Dataset entries:
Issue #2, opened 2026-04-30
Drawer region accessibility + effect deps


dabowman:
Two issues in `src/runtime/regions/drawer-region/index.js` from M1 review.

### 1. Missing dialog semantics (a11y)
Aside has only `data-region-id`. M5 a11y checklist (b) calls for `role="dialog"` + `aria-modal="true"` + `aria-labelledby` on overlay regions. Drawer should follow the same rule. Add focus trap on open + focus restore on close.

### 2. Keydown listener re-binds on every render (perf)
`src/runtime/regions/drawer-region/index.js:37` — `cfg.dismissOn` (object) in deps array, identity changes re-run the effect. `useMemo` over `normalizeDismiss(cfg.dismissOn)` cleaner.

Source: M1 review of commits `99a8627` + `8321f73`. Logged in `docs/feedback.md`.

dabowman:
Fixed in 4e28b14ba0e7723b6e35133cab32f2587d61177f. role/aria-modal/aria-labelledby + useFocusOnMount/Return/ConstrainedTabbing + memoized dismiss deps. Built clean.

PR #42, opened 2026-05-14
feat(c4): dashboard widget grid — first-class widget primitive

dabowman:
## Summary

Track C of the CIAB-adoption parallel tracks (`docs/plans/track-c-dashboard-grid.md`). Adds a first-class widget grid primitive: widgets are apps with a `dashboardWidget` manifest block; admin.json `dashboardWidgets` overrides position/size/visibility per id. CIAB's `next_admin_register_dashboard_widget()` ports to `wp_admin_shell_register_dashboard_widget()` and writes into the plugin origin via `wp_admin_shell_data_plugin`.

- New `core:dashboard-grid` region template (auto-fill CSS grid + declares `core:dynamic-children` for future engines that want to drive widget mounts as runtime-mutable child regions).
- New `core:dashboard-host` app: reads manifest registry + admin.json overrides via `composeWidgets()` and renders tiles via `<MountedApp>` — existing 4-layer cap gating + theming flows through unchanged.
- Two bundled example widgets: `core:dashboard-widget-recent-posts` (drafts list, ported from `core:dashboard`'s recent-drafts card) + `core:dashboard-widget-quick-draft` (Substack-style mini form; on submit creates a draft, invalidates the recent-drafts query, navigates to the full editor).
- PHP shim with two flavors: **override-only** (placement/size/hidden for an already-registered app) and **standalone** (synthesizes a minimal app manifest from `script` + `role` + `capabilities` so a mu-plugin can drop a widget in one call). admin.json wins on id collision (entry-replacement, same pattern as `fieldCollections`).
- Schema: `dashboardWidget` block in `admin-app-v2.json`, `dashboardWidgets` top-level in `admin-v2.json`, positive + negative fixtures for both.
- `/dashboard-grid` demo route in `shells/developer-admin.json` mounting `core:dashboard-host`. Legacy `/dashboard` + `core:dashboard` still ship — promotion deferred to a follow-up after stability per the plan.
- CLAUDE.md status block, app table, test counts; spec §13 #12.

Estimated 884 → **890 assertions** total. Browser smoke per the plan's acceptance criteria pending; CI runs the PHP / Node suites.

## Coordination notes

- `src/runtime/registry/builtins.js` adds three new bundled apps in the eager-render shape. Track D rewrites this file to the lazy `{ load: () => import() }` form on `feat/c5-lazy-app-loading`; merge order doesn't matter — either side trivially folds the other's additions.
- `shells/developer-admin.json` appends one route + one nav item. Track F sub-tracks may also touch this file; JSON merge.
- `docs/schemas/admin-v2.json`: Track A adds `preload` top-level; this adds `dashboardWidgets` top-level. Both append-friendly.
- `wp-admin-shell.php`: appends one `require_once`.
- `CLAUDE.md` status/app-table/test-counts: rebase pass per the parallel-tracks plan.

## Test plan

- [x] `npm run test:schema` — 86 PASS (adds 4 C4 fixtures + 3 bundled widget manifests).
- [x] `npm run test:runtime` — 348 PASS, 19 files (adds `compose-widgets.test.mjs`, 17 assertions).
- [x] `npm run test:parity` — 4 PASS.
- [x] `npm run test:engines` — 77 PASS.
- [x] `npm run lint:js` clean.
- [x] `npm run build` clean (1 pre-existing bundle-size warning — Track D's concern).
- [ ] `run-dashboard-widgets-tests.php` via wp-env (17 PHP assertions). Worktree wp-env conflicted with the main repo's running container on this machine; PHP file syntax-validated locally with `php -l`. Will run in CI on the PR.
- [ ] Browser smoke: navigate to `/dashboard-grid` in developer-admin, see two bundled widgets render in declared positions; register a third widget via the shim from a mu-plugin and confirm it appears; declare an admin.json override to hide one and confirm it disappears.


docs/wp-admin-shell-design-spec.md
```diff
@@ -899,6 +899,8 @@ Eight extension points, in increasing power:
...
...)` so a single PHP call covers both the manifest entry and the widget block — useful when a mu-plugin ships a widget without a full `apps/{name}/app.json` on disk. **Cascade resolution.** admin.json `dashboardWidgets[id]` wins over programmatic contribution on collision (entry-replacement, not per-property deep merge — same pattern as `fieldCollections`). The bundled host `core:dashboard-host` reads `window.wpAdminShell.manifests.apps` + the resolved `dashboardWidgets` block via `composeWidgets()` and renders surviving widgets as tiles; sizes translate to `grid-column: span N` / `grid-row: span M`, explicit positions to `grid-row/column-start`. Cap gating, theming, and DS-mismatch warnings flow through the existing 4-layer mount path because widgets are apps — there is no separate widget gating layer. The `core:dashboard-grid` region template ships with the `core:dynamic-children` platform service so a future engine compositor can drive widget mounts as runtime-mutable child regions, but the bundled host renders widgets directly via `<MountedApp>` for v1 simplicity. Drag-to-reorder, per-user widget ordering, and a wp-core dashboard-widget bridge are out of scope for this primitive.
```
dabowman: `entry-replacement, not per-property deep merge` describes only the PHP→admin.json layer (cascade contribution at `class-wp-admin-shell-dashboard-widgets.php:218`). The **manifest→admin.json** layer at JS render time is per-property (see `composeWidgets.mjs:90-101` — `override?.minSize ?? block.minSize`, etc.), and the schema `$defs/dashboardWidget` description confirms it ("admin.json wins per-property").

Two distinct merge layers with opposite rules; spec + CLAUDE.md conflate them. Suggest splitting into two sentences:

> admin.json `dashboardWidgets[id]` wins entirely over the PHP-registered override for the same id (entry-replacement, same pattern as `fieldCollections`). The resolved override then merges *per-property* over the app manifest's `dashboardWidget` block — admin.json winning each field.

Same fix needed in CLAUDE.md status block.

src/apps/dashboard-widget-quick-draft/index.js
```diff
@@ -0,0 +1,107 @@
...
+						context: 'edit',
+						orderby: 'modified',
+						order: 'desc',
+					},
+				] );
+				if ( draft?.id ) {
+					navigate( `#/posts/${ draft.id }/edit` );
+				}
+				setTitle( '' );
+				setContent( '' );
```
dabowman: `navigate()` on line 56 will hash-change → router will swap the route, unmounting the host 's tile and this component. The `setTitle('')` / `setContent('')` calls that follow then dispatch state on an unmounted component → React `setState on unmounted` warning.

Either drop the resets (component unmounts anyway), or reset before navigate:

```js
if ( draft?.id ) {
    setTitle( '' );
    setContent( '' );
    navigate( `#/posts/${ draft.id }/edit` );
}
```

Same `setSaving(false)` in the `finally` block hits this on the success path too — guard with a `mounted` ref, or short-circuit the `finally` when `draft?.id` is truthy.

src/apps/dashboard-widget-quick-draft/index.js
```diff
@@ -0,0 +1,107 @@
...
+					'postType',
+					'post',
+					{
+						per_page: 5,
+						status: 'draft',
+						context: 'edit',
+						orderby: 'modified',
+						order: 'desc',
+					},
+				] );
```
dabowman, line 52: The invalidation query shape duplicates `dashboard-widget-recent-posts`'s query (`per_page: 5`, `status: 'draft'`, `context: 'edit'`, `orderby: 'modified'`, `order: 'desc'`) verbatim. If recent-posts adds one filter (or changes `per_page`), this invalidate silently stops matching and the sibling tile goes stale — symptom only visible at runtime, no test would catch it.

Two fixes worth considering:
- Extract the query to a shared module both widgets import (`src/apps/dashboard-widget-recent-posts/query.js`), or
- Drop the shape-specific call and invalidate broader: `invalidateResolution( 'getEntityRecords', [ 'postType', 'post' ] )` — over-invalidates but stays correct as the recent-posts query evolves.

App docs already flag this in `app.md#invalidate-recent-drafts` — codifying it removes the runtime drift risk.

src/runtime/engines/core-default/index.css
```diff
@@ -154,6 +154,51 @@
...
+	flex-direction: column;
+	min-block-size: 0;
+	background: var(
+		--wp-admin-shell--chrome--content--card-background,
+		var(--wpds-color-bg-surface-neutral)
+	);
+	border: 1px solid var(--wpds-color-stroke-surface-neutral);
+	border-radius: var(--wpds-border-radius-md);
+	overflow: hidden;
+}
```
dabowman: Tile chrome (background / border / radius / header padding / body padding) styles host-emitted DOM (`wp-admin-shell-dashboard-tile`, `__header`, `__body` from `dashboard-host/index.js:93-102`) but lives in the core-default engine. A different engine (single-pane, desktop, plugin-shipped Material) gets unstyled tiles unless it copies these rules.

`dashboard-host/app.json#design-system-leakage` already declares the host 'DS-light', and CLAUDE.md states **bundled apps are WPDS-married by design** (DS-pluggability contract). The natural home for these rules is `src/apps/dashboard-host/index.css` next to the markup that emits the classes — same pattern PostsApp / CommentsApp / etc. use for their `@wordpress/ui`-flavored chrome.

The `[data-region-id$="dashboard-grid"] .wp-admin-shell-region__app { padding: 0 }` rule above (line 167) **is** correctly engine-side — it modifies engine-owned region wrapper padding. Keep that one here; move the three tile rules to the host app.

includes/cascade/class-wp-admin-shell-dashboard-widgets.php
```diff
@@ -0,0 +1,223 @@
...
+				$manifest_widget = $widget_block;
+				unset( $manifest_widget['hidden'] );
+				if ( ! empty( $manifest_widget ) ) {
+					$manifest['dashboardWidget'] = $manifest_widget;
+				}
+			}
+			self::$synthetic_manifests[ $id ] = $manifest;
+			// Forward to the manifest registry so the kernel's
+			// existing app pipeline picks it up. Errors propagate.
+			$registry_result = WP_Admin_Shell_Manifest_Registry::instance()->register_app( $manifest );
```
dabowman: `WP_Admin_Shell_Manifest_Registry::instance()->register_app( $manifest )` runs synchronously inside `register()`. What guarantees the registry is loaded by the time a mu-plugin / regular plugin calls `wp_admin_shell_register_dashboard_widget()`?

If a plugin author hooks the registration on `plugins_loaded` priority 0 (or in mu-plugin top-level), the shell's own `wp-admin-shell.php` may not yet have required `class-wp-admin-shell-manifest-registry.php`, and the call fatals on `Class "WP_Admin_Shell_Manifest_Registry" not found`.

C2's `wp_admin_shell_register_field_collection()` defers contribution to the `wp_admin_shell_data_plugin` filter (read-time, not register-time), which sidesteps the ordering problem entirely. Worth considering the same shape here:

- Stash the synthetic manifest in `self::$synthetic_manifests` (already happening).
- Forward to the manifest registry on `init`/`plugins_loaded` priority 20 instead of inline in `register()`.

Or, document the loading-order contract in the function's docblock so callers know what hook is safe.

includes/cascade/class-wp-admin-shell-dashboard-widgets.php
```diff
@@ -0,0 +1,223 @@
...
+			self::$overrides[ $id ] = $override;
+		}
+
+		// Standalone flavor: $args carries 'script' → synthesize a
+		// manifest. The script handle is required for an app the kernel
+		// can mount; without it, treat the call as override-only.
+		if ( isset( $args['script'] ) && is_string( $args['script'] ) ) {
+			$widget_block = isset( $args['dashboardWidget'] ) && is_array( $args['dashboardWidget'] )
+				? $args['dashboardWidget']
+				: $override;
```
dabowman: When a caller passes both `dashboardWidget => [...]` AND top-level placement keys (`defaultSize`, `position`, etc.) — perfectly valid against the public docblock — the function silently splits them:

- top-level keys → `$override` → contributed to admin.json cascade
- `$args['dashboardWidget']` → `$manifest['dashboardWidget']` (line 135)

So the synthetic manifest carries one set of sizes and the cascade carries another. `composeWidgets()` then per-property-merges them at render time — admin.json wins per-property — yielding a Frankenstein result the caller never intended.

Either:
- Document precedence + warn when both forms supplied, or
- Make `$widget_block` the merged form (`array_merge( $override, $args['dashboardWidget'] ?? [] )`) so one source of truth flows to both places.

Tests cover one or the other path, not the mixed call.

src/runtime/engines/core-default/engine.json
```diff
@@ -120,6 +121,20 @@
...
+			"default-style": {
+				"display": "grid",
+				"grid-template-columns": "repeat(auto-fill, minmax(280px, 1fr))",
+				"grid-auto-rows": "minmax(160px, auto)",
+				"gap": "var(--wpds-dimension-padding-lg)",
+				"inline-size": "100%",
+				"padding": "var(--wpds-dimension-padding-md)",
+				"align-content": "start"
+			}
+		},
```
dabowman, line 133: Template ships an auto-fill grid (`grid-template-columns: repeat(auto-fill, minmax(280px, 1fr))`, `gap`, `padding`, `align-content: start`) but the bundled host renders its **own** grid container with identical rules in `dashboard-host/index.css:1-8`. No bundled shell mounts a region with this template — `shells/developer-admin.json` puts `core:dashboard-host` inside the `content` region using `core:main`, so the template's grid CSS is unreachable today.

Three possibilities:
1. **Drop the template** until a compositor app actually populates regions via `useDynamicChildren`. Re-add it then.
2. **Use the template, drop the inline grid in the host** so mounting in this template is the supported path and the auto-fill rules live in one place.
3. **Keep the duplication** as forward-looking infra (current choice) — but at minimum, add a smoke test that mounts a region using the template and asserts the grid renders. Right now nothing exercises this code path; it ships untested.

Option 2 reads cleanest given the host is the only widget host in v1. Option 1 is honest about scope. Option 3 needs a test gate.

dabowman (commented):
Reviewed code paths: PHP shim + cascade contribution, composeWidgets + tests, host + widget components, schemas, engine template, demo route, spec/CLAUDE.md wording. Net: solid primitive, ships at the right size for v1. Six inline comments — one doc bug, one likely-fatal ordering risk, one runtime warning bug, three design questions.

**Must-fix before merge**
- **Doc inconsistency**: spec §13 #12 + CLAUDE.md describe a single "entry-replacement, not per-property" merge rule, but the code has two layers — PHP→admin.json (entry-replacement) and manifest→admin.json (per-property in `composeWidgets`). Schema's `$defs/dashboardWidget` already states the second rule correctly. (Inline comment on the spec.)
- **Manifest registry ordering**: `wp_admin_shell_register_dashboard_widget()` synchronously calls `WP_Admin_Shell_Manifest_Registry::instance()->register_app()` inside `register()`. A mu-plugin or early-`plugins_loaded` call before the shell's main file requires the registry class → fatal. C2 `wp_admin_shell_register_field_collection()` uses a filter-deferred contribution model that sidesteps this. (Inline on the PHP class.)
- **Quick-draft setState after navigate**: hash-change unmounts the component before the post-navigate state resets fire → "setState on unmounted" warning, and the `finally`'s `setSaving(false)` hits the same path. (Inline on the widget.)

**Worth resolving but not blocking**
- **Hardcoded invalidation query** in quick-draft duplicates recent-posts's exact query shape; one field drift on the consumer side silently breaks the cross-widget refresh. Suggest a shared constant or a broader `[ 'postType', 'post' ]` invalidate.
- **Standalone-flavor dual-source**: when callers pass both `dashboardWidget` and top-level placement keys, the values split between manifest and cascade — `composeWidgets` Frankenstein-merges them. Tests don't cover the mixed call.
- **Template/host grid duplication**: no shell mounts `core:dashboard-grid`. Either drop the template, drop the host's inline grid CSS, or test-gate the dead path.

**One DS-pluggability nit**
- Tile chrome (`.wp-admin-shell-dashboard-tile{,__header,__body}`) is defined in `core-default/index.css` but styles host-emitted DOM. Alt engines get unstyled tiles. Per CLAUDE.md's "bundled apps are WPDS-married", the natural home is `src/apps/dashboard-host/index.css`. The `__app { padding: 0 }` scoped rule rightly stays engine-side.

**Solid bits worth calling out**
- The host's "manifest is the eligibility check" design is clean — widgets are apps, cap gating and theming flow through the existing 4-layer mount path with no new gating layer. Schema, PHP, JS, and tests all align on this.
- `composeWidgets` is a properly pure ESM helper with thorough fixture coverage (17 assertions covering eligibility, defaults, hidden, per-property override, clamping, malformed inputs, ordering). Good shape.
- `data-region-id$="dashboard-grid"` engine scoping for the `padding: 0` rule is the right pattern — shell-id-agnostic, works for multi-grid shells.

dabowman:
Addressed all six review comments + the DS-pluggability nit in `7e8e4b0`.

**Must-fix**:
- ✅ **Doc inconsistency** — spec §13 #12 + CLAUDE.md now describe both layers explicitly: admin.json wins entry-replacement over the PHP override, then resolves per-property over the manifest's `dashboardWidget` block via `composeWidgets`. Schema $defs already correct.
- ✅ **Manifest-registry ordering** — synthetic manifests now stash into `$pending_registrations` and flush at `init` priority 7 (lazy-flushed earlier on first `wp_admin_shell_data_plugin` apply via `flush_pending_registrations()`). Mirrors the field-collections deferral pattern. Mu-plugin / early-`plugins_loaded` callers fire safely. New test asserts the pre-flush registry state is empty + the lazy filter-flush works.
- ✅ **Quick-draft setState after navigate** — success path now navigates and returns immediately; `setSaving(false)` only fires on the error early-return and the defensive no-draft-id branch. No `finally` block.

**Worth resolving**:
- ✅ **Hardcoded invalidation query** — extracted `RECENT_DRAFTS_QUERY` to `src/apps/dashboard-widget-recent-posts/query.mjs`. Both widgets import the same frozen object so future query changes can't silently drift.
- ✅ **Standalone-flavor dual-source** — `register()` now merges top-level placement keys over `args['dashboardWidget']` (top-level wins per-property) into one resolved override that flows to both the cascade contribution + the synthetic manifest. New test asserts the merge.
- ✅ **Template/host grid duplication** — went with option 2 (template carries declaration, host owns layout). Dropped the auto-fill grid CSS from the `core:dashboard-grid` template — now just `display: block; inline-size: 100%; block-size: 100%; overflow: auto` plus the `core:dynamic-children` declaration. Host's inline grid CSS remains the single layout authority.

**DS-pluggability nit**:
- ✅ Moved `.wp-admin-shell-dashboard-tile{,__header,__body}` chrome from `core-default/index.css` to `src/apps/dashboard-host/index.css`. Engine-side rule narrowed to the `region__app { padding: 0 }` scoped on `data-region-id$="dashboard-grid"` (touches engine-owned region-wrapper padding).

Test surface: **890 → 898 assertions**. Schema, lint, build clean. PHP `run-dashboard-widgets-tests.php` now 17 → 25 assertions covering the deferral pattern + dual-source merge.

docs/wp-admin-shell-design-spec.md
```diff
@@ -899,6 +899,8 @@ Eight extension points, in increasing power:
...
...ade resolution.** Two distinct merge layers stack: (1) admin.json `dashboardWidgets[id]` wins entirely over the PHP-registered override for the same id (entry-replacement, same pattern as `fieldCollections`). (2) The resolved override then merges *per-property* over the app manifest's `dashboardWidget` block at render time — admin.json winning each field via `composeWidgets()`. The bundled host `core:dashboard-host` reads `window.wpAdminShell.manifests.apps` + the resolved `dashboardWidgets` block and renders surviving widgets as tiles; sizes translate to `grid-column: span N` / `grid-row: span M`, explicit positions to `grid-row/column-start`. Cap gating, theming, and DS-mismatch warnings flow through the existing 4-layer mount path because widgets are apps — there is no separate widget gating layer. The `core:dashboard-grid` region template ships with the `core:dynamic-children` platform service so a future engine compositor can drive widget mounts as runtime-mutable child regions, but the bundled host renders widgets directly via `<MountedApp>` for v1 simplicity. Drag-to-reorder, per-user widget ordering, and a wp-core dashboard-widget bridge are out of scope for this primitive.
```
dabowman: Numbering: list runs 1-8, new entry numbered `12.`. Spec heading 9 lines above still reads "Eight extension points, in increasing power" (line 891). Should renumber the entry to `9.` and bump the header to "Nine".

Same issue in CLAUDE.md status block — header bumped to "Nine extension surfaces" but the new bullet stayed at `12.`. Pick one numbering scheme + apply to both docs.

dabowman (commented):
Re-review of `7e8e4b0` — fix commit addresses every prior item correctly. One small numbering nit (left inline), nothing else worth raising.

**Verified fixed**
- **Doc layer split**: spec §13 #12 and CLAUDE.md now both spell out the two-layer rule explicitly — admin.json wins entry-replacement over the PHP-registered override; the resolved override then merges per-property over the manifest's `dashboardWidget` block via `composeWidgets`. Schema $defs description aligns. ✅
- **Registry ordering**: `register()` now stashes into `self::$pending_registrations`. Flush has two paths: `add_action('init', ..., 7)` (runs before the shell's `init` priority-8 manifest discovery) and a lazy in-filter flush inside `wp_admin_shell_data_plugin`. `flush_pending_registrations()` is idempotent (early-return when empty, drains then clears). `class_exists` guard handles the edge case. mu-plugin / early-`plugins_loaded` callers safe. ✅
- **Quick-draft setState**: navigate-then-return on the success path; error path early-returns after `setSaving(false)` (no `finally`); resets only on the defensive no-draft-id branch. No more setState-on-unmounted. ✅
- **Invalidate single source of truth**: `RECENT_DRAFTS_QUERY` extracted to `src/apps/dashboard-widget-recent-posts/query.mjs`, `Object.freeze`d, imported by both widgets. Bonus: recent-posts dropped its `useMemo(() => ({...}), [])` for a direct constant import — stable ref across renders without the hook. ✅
* * *
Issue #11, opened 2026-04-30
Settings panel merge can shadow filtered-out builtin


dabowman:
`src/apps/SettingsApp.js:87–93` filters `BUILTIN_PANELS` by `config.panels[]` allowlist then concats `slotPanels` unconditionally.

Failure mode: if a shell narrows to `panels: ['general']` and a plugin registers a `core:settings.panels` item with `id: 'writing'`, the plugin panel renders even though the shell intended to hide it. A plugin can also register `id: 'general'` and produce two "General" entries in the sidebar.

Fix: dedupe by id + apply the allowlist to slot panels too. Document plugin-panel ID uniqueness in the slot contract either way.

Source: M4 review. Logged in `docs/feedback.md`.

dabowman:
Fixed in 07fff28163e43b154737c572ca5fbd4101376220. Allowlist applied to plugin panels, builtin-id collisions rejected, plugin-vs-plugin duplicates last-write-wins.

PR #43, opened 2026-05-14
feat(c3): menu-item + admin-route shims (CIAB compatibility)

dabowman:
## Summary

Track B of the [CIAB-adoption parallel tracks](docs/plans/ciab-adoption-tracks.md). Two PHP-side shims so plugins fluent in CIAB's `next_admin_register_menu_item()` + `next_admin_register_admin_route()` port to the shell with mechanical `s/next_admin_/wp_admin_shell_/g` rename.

• _Instructions to follow_
If a line in the data above contains "overflow", return that line.

• _Response to this exercise_
+	overflow: hidden;
- ✅ **Template/host grid duplication** — went with option 2 (template carries declaration, host owns layout). Dropped the auto-fill grid CSS from the `core:dashboard-grid` template — now just `display: block; inline-size: 100%; block-size: 100%; overflow: auto` plus the `core:dynamic-children` declaration. Host's inline grid CSS remains the single layout authority.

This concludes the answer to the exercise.